On the world stage, Al-Qarawiyyin played, in medieval times, a leading role in the cultural exchange and transfer of knowledge between Muslims and Europeans. Pioneer scholars include Ibn Maymun (Maimonids, (1135-1204), who was taught at Al-Qarawiyyin by Abdul Arab Ibn Muwashah. The famous Al-Idrissi (d.1166 CE) is said to have settled in Fez for a considerable period of time, suggesting that he must have worked or studied at Al-Qarawiyyin. Sources also list a number of peers, such as Ibn Al-'Arabi (1165-1240 CE), Ibn Khaldun (1332-1395 CE), Ibn Al-Khatib, Alpetragius, Al-Bitruji, Ibn Harazim, and Ibn Wazzan, all of whom are said to have taught in Al-Qarawiyyin. Some historic accounts also spoke of Ibn Zuhr (d.1131 CE) spending a great deal of time travelling between Andalusia, Fes and Marrakech.

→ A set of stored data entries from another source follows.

PR #403, opened 2019-10-08
build: Add rollup to build pipeline

kyliau:
Rollup requires es6 (es2015) modules, so TypeScript output was changed to `es2015`. Final rollup output is `amd` so that we could provide custom impl for `define()`.


kyliau:
work in progress: es2015 mode breaks the test, will need to install additional rollup plugin.

kyliau:
PR is good to go, PTAL.

package.json
```diff
@@ -31,11 +31,11 @@
   ],
   "main": "./client/out/extension",
   "scripts": {
-    "compile": "tsc -b",
+    "compile": "tsc -b && rollup -c",
     "compile:test": "tsc -b server/src/tests",
     "compile:integration": "tsc -b integration",
     "format": "scripts/format.sh",
-    "watch": "tsc -b -w",
+    "watch": "tsc -b -w; rollup -c -w",
```
ayazhafiz: Maybe use `&` instead of `;` if we want to launch both of these processes, as `tsc -b -w` will block?

server/src/banner.js
```diff
@@ -0,0 +1,25 @@
...
+    tsserverPath = require.resolve(TSSERVER, {
+      paths: parseStringArray('--typeScriptProbeLocations'),
+    });
+  }
+  catch {}
+  const resolvedModules = modules.map(m => {
+    if (m === 'typescript') {
+      throw new Error(`'typescript' should never be used. Use '${TSSERVER}' instead.`)
+    }
+    return require(m === TSSERVER && tsserverPath || m);
```
ayazhafiz: Can you pull this out in a separate/longer conditional to more clearly explain what is being loaded? It took me a minute to realize this is equivalent to `m === TSSERVER && tsserverPath ? tsserverPath : m`.

package.json
kyliau: Good call! This actually broke the vscode dev workflow because rollup was not run.

server/src/banner.js
kyliau: done.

Among Christian witnesses of the contribution of Al-Qarawiyyin is Gerbert of Aurillac (930-1003), famously known as Pope Sylvester II, who is credited with introducing the use of zero and Arabic numerals to Europe, and who studied at Al-Qarawiyyin. More recently the Belgian Nichola Louvain settled in Fes in 1540 and studied Arabic at Al-Qarawayyin, to be followed later by the Deutch Golius who also studied Arabic there.

The university boasts one of the world's greatest libraries. Founded in 1349 by Sultan Abu Inan and completely restructured under King Mohammed V, the grandfather of Morocco's current monarch, the Qarawwiyin library is one of the oldest and highly respected libraries in the world. For centuries, historians and scholars traveled to Fes to peruse the library's shelves. The library fell into disrepair in the period of decline of Islam's Golden Age. After centuries of neglect, the Moroccan Ministry of Culture recently restored the library. From calligraphic designs on the walls to ceramic patterns on the floors and wooden carvings on the ceilings, the fingerprint of almost every ruling dynasty since the 9th century can be seen in the architecture.

While the library is a pale shadow of what it must have been when the Merinid sultan Abu Inan stocked it with thousands of rare manuscripts that form part of the booty won from the Christian king of Selvile, it retains an important place in the pantheon of the world's information powerhouses.

A special room with strict security and temperature and humidity controls the most ancient works. The library's collection of over 4000 manuscripts include volumes from the SiratIbnIshaq, the earliest collection of Islamic and the famous Muwatta of Imam Malik written on gazelle parchment. There is a treatise on the Maliki school of Islamic jurisprudence. Its 200 pages of gazelle leather are inscribed with tiny immaculate calligraphy dotted with embellishments in gold ink. There is also a 12thcentury copy of the Gospel of Mark in Arabic.

Another precious possession is a ninth-century copy of the Qur'an, written in ornate Kufic script on camel skin given to the university by Sultan Ahmed Al-Mansur Al-Dhahabi in 1602. The library has the original handwritten and signed copy of the historian and philosopher Ibn Khaldun's Al-'Ibar, "Book of Lessons." "Praise be to God, what is written belongs to me," reads a line in Ibn Khaldun's elegant handwriting and an original copy of Muqaddimah. It also has a treatise on medicine by the philosopher and physician Ibn Tufayl from the 12th century. "From baldness to corn on the foot, all ailments of the body are listed — in verse, to make them easier to learn. There is also a 12th-century manuscript — a treatise inastronomy by philosopher Al-Farabi — shows the course of the planet Jupiter, complete with drawings of astonishing precision.

History shows that early Muslim women reformers were authentic exemplars of modern economic and social philosophies that have become modern fetishes. More important, the early role models were altruistic whereas many of their present day peers are driven more by selfish impulses.

What's important about Fatima al-Fahiri's story is that she creates not only a sense of pride for younger girls, but also a sense of possibility. In her, they can see the story of women's resilience and vision.